DATA LISTING below:
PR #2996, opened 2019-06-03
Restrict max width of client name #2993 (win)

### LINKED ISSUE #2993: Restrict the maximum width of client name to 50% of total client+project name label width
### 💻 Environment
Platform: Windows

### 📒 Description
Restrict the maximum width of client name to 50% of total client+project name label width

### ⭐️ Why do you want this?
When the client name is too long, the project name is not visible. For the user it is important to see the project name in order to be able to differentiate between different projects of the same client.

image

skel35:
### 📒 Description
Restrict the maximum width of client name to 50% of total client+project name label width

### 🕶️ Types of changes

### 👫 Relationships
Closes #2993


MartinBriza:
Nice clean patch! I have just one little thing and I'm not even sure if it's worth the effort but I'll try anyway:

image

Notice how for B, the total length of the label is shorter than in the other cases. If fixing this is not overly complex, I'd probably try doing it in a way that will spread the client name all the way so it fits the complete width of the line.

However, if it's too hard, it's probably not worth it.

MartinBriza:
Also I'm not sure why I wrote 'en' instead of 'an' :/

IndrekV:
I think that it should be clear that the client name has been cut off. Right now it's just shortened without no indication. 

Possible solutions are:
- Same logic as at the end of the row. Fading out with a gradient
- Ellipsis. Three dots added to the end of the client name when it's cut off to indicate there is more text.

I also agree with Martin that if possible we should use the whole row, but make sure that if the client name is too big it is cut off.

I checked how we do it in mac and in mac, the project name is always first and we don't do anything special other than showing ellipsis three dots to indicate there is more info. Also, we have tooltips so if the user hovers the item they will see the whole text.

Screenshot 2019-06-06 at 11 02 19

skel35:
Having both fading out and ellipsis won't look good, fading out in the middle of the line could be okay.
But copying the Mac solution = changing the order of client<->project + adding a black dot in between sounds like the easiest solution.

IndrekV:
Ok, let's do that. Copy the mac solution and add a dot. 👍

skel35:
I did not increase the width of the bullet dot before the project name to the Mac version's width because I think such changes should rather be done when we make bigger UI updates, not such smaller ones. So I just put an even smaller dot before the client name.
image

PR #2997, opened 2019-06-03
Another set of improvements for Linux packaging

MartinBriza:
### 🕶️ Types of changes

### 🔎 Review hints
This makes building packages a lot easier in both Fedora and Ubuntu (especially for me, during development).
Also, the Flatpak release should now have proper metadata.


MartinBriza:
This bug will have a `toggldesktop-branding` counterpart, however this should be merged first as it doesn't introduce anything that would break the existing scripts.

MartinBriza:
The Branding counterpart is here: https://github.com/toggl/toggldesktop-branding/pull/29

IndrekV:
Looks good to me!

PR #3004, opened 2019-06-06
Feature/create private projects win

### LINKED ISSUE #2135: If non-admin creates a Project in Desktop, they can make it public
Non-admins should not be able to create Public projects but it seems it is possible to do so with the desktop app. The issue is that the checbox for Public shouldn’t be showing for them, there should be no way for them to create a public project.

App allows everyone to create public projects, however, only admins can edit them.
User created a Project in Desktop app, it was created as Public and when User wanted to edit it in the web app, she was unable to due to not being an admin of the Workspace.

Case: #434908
End of DATA LISTING.
_TASK INSTRUCTIONS_
Of the entries above, transcribe exactly those lines that fall between the line containing "This bug will" and the line containing "App allows everyone", together with those two lines.

_RESULT OF THE EXERCISE_
This bug will have a `toggldesktop-branding` counterpart, however this should be merged first as it doesn't introduce anything that would break the existing scripts.

MartinBriza:
The Branding counterpart is here: https://github.com/toggl/toggldesktop-branding/pull/29

IndrekV:
Looks good to me!

PR #3004, opened 2019-06-06
Feature/create private projects win

### LINKED ISSUE #2135: If non-admin creates a Project in Desktop, they can make it public
Non-admins should not be able to create Public projects but it seems it is possible to do so with the desktop app. The issue is that the checbox for Public shouldn’t be showing for them, there should be no way for them to create a public project.

App allows everyone to create public projects, however, only admins can edit them.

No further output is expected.